■ TASK DESCRIPTION: Write out all of the data again, exactly as it reads.

Collected data
[Start of section]

PR #672, opened 2026-03-22
feat(pyroscope): add series query and unified query tool

MikeHsu0618:
## Summary
- Add `fetch_pyroscope_series` tool to query time-series metrics from Pyroscope — the "when" dimension of profiling (aggregated values over time intervals).
- Add `fetch_pyroscope` unified tool combining profile (flamegraph) and metrics (time-series) in a single call via `query_type` parameter (`profile`, `metrics`, or `both`).
- `formatSeriesResponse` computes per-series min/max/avg/peak statistics for concise LLM-friendly output.

## Test plan
- [x] `TestFormatSeriesResponse_Empty` — nil series returns message string
- [x] `TestFormatSeriesResponse_SingleSeries` — min/max/avg/peak/points calculation
- [x] `TestFormatSeriesResponse_MultipleSeries` — multi-series grouping
- [x] `TestFormatSeriesResponse_ZeroPointsSkipped` — empty-point series filtered
- [x] `TestFormatSeriesResponse_MinValResetWhenAllZero` — all-zero edge case
- [x] `TestFetchPyroscopeUnified_QueryTypeValidation` — invalid query_type rejected
- [x] `TestAutoStepCalculation` — auto-step: 1h→72s, 5m→15s floor, 24h→1728s
- [ ] Integration tests for `fetch_pyroscope_series` and `fetch_pyroscope` (in `pyroscope_test.go`, requires docker-compose services)

---

> [!NOTE]
> **Medium Risk**
> Adds a new Pyroscope querying surface that fans out to two backend calls (render + series) and changes the MCP tool contract/output to JSON, which may affect downstream consumers and error handling.
> 
> **Overview**
> Introduces a new `query_pyroscope` MCP tool that can return a profile (`/render` DOT call graph), metrics (Pyroscope `SelectSeries` time-series), or **both** in one call via `query_type`, including auto step sizing and optional `group_by`.
> 
> Removes the old `fetch_pyroscope_profile` tool registration/implementation and updates integration tests to validate the new JSON response shape, plus adds unit tests for `buildSeriesResponse` and `query_type` validation.
> 
> <sup>Written by [Cursor Bugbot](https://cursor.com/dashboard?tab=bugbot) for commit 78b83b549f7c0986c12c4ad3d8e7e22f48f9411c. This will update automatically on new commits. Configure [here](https://cursor.com/dashboard?tab=bugbot).</sup>

### DIFF
--- a/tools/pyroscope.go
+++ b/tools/pyroscope.go
@@ -2,8 +2,10 @@ package tools
 
 import (
 	"context"
+	"encoding/json"
 	"fmt"
 	"io"
+	"math"
 	"net/http"
 	"net/url"
 	"regexp"
@@ -23,7 +25,7 @@ func AddPyroscopeTools(mcp *server.MCPServer) {
 	ListPyroscopeLabelNames.Register(mcp)
 	ListPyroscopeLabelValues.Register(mcp)
 	ListPyroscopeProfileTypes.Register(mcp)
-	FetchPyroscopeProfile.Register(mcp)
+	QueryPyroscope.Register(mcp)
 }
 
 const listPyroscopeLabelNamesToolPrompt = `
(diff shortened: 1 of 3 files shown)


MikeHsu0618:
> I like the idea of being able to query Pyroscope for series, but think we should avoid adding any more tools for it. Instead we can just have the unified query tool (I think `query_pyroscope` is more aligned to others than `fetch_pyroscope`) with a `query_type` argument (`series`, `profiles`, `both`). WDYT?

Hi @sd2k 
Hello, I'm glad we are on the same page.

I didn't remove the original method and its implementation; I kept them solely for backward compatibility. My ultimate goal is to use a more generic function that includes a "queryType" parameter.

If you agree, I can remove the existing fetch function and unify everything under this "fetchPyroscope" method, which takes three parameters.

Thank you.

sd2k:
Yep no need to worry too much about back-compat since agents automatically get the current version anyway. Thanks!

MikeHsu0618:
> Yep no need to worry too much about back-compat since agents automatically get the current version anyway. Thanks!

Hi @sd2k 
I I kept only QueryPyroscope and supported three parameters.

I also changed the naming from `FetchPyroscope` to `QueryPyroscope` to align with the existing naming style, similar to QueryLokiLog and QueryPrometheus.

tools/pyroscope.go
```diff
@@ -458,3 +387,178 @@ func cleanupDotProfile(profile string) string {
...
+	if queryType == "" {
+		queryType = "both"
+	}
+	if queryType != "profile" && queryType != "metrics" && queryType != "both" {
+		return "", fmt.Errorf("invalid query_type %q: must be \"profile\", \"metrics\", or \"both\"", args.QueryType)
+	}
+
+	// Common setup
+	matchers := stringOrDefault(args.Matchers, "{}")
+	matchersRegex := regexp.MustCompile(`^\{.*\}$`)
```
sd2k: no need to recompile this on every call, this can be factored out into a global

tools/pyroscope_unit_test.go
```diff
@@ -0,0 +1,178 @@
...
+			duration: 24 * time.Hour,
+			wantStep: 1728,
+		},
+	}
+
+	for _, tc := range tests {
+		t.Run(tc.name, func(t *testing.T) {
+			durationSec := tc.duration.Seconds()
+			step := math.Max(durationSec/50.0, 15.0)
+			assert.InDelta(t, tc.wantStep, step, 0.01)
```
sd2k: we're duplicating the logic here so not actually exercising the code, we should either factor it out and test the factored out function or just delete this test.

tools/pyroscope.go
```diff
@@ -458,3 +387,178 @@ func cleanupDotProfile(profile string) string {
...
+// ---------------------------------------------------------------------------
+// query_pyroscope — unified tool: profile + metrics + both
+// ---------------------------------------------------------------------------
+
+const queryPyroscopeToolPrompt = `
+Unified Pyroscope query tool that mirrors Grafana's query_type parameter. Combines profile (flamegraph) and
+metrics (time-series) in a single call. Profile data shows WHICH functions consume resources; metrics data
+shows WHEN consumption spiked. Use query_type="both" for complete analysis in one call.
+
+query_type options (matches Grafana's PyroscopeQueryType):
```
sd2k:
```suggestion
query_type options (extends Grafana's PyroscopeQueryType):
```

since Grafana's type doesn't actually have "both".

tools/pyroscope.go
```diff
@@ -458,3 +387,188 @@ func cleanupDotProfile(profile string) string {
...
+}
+
+// ---------------------------------------------------------------------------
+// query_pyroscope — unified tool: profile + metrics + both
+// ---------------------------------------------------------------------------
+
+const queryPyroscopeToolPrompt = `
+Unified Pyroscope query tool that mirrors Grafana's query_type parameter. Combines profile (flamegraph) and
+metrics (time-series) in a single call. Profile data shows WHICH functions consume resources; metrics data
+shows WHEN consumption spiked. Use query_type="both" for complete analysis in one call.
```
sd2k:
```suggestion
Unified Pyroscope query tool for fetching profiles or metrics from Pyroscope. Profile data shows WHICH functions consume resources; metrics data
shows WHEN consumption spiked. Use query_type="both" for complete analysis in one call.
```

sd2k (approved):
LGTM, just one prompt suggestion! Thanks!

PR #746, opened 2026-04-14
fix: fix get_panel_image error behind api proxy, with subpath grafana support, close #745

### LINKED ISSUE #745: get_panel_image fails silently behind API proxies, on auth errors, and on subpath/legacy Grafana deployments
### Problem

`get_panel_image` in `tools/rendering.go` has three robustness issues that cause it to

[End of section]

■ TASK ANSWER:
PR #672, opened 2026-03-22
feat(pyroscope): add series query and unified query tool

MikeHsu0618:
## Summary
- Add `fetch_pyroscope_series` tool to query time-series metrics from Pyroscope — the "when" dimension of profiling (aggregated values over time intervals).
- Add `fetch_pyroscope` unified tool combining profile (flamegraph) and metrics (time-series) in a single call via `query_type` parameter (`profile`, `metrics`, or `both`).
- `formatSeriesResponse` computes per-series min/max/avg/peak statistics for concise LLM-friendly output.

## Test plan
- [x] `TestFormatSeriesResponse_Empty` — nil series returns message string
- [x] `TestFormatSeriesResponse_SingleSeries` — min/max/avg/peak/points calculation
- [x] `TestFormatSeriesResponse_MultipleSeries` — multi-series grouping
- [x] `TestFormatSeriesResponse_ZeroPointsSkipped` — empty-point series filtered
- [x] `TestFormatSeriesResponse_MinValResetWhenAllZero` — all-zero edge case
- [x] `TestFetchPyroscopeUnified_QueryTypeValidation` — invalid query_type rejected
- [x] `TestAutoStepCalculation` — auto-step: 1h→72s, 5m→15s floor, 24h→1728s
- [ ] Integration tests for `fetch_pyroscope_series` and `fetch_pyroscope` (in `pyroscope_test.go`, requires docker-compose services)

---

> [!NOTE]
> **Medium Risk**
> Adds a new Pyroscope querying surface that fans out to two backend calls (render + series) and changes the MCP tool contract/output to JSON, which may affect downstream consumers and error handling.
> 
> **Overview**
> Introduces a new `query_pyroscope` MCP tool that can return a profile (`/render` DOT call graph), metrics (Pyroscope `SelectSeries` time-series), or **both** in one call via `query_type`, including auto step sizing and optional `group_by`.
> 
> Removes the old `fetch_pyroscope_profile` tool registration/implementation and updates integration tests to validate the new JSON response shape, plus adds unit tests for `buildSeriesResponse` and `query_type` validation.
> 
> <sup>Written by [Cursor Bugbot](https://cursor.com/dashboard?tab=bugbot) for commit 78b83b549f7c0986c12c4ad3d8e7e22f48f9411c. This will update automatically on new commits. Configure [here](https://cursor.com/dashboard?tab=bugbot).</sup>

### DIFF
--- a/tools/pyroscope.go
+++ b/tools/pyroscope.go
@@ -2,8 +2,10 @@ package tools
 
 import (
 	"context"
+	"encoding/json"
 	"fmt"
 	"io"
+	"math"
 	"net/http"
 	"net/url"
 	"regexp"
@@ -23,7 +25,7 @@ func AddPyroscopeTools(mcp *server.MCPServer) {
 	ListPyroscopeLabelNames.Register(mcp)
 	ListPyroscopeLabelValues.Register(mcp)
 	ListPyroscopeProfileTypes.Register(mcp)
-	FetchPyroscopeProfile.Register(mcp)
+	QueryPyroscope.Register(mcp)
 }
 
 const listPyroscopeLabelNamesToolPrompt = `
(diff shortened: 1 of 3 files shown)


MikeHsu0618:
> I like the idea of being able to query Pyroscope for series, but think we should avoid adding any more tools for it. Instead we can just have the unified query tool (I think `query_pyroscope` is more aligned to others than `fetch_pyroscope`) with a `query_type` argument (`series`, `profiles`, `both`). WDYT?

Hi @sd2k 
Hello, I'm glad we are on the same page.

I didn't remove the original method and its implementation; I kept them solely for backward compatibility. My ultimate goal is to use a more generic function that includes a "queryType" parameter.

If you agree, I can remove the existing fetch function and unify everything under this "fetchPyroscope" method, which takes three parameters.

Thank you.

sd2k:
Yep no need to worry too much about back-compat since agents automatically get the current version anyway. Thanks!

MikeHsu0618:
> Yep no need to worry too much about back-compat since agents automatically get the current version anyway. Thanks!

Hi @sd2k 
I I kept only QueryPyroscope and supported three parameters.

I also changed the naming from `FetchPyroscope` to `QueryPyroscope` to align with the existing naming style, similar to QueryLokiLog and QueryPrometheus.

tools/pyroscope.go
```diff
@@ -458,3 +387,178 @@ func cleanupDotProfile(profile string) string {
...
+	if queryType == "" {
+		queryType = "both"
+	}
+	if queryType != "profile" && queryType != "metrics" && queryType != "both" {
+		return "", fmt.Errorf("invalid query_type %q: must be \"profile\", \"metrics\", or \"both\"", args.QueryType)
+	}
+
+	// Common setup
+	matchers := stringOrDefault(args.Matchers, "{}")
+	matchersRegex := regexp.MustCompile(`^\{.*\}$`)
```
sd2k: no need to recompile this on every call, this can be factored out into a global

tools/pyroscope_unit_test.go
```diff
@@ -0,0 +1,178 @@
...
+			duration: 24 * time.Hour,
+			wantStep: 1728,
+		},
+	}
+
+	for _, tc := range tests {
+		t.Run(tc.name, func(t *testing.T) {
+			durationSec := tc.duration.Seconds()
+			step := math.Max(durationSec/50.0, 15.0)
+			assert.InDelta(t, tc.wantStep, step, 0.01)
```
sd2k: we're duplicating the logic here so not actually exercising the code, we should either factor it out and test the factored out function or just delete this test.

tools/pyroscope.go
```diff
@@ -458,3 +387,178 @@ func cleanupDotProfile(profile string) string {
...
+// ---------------------------------------------------------------------------
+// query_pyroscope — unified tool: profile + metrics + both
+// ---------------------------------------------------------------------------
+
+const queryPyroscopeToolPrompt = `
+Unified Pyroscope query tool that mirrors Grafana's query_type parameter. Combines profile (flamegraph) and
+metrics (time-series) in a single call. Profile data shows WHICH functions consume resources; metrics data
+shows WHEN consumption spiked. Use query_type="both" for complete analysis in one call.
+
+query_type options (matches Grafana's PyroscopeQueryType):
```
sd2k:
```suggestion
query_type options (extends Grafana's PyroscopeQueryType):
```

since Grafana's type doesn't actually have "both".

tools/pyroscope.go
```diff
@@ -458,3 +387,188 @@ func cleanupDotProfile(profile string) string {
...
+}
+
+// ---------------------------------------------------------------------------
+// query_pyroscope — unified tool: profile + metrics + both
+// ---------------------------------------------------------------------------
+
+const queryPyroscopeToolPrompt = `
+Unified Pyroscope query tool that mirrors Grafana's query_type parameter. Combines profile (flamegraph) and
+metrics (time-series) in a single call. Profile data shows WHICH functions consume resources; metrics data
+shows WHEN consumption spiked. Use query_type="both" for complete analysis in one call.
```
sd2k:
```suggestion
Unified Pyroscope query tool for fetching profiles or metrics from Pyroscope. Profile data shows WHICH functions consume resources; metrics data
shows WHEN consumption spiked. Use query_type="both" for complete analysis in one call.
```

sd2k (approved):
LGTM, just one prompt suggestion! Thanks!

PR #746, opened 2026-04-14
fix: fix get_panel_image error behind api proxy, with subpath grafana support, close #745

### LINKED ISSUE #745: get_panel_image fails silently behind API proxies, on auth errors, and on subpath/legacy Grafana deployments
### Problem

`get_panel_image` in `tools/rendering.go` has three robustness issues that cause it to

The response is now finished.